With this understood, drills and standards are useful tools and most every student of combative weaponcraft is always looking for new ones in which to test their skills. I thought I’d share some of my favorites and why I like them. They’re not all-inclusive, nor should any drill be thought of as such.
El Presidente Drill
One of my favorite drills is the classic El Presidente, as pioneered by the late Jeff Cooper.

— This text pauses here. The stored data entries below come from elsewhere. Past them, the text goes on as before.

PR #1509, opened 2018-09-06
Prevent infinite loop on invalid introspection

IvanGoncharov:


src/utilities/__tests__/buildClientSchema-test.js
```diff
@@ -844,4 +844,41 @@ describe('Type System: build schema from introspection', () => {
...
+              name: 'Foo',
+              kind: 'OBJECT',
+              fields: [],
+              interfaces: [{ name: 'Foo' }],
+            },
+          ],
+        },
+      };
+      expect(() => buildClientSchema(introspection)).to.throw(
+        'Expected Foo to be a GraphQL Interface type.',
```
IvanGoncharov: Before this change they throw:
> Maximum call stack size exceeded

PR #1514, opened 2018-09-06
ESLint: Disable rules conflicting with Prettier

IvanGoncharov:


.eslintrc.yml
```diff
@@ -40,10 +40,10 @@ rules:
 
   #flowtype/array-style-complex-type: undecided
   #flowtype/array-style-simple-type: undecided
-  #flowtype/boolean-style: undecided
+  flowtype/boolean-style: off
```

This drill is still used in classes at Gunsite (www.Gunsite.com) and I like it because it tests a number of essential skills in a short exercise. From a distance of 10 yards, 12 rounds are fired at three targets one yard apart. The targets should represent the high chest region.
Col. Cooper used 10-inch circles while Gunsite currently uses an 8-inch circle. I use 8-inch squares, but 8-x-11 sheets of paper work fine too. With your back to the targets, turn and draw from your holster and shoot two rounds at each target. Perform an in-battery reload and then fire two more rounds at each target. Try to get all hits in at 10 seconds or less.
A Set of Standards
An excellent example of a set of standards comes from former Delta Force Operator Paul Howe, founder of Combat Shooting and Tactics in Texas. Howe’s standards are realistic and designed to test the shooter’s essential skills. His pistol course is built around the successful completion of these standards while his instructor course is directed at how to teach them.
The below listed drills are designed with three purposes in mind: 1) to give you a measurable standard to maintain, 2) to give you an efficient stair-stepped workout program that covers all the bases and 3) to test the individual shooter at various times to show areas needing improvement.
Only score shots in the “A” zone of an IPSC, FBI or CSAT target. If an enemy turns sideways, that will be all you have to engage, resulting in a worst-case scenario. All drills can be performed in assault gear or while wearing a protective mask.
Notes on the standards: Drill #7 has the pistol set up with an empty chamber. On the start signal, a dry round is fired and then the malfunction is cleared, followed by the live round. Drill #8 is a slidelock reload. Drill #9 uses a round fired from the carbine (which must be a hit) followed by the pistol transition shot. Drill #10 begins in a standing position. The shooter gets one chance at each drill in sequence and must pass at least eight to pass the standards. You can’t aggregate passes in some drills and add on successes. You have to pass them all in one testing process.
In Sum
Hopefully the difference between drills and standards is apparent. Both are designed to build and test skills, but they should never be confused with what will occur in armed conflict. In a gunfight expect nothing, plan on everything potentially failing and be prepared to move on to a contingency plan. The person who will win in armed conflict is someone who can adapt their essential skills to the situation they face. This isn’t something that can be taught in a drill or standard shoot.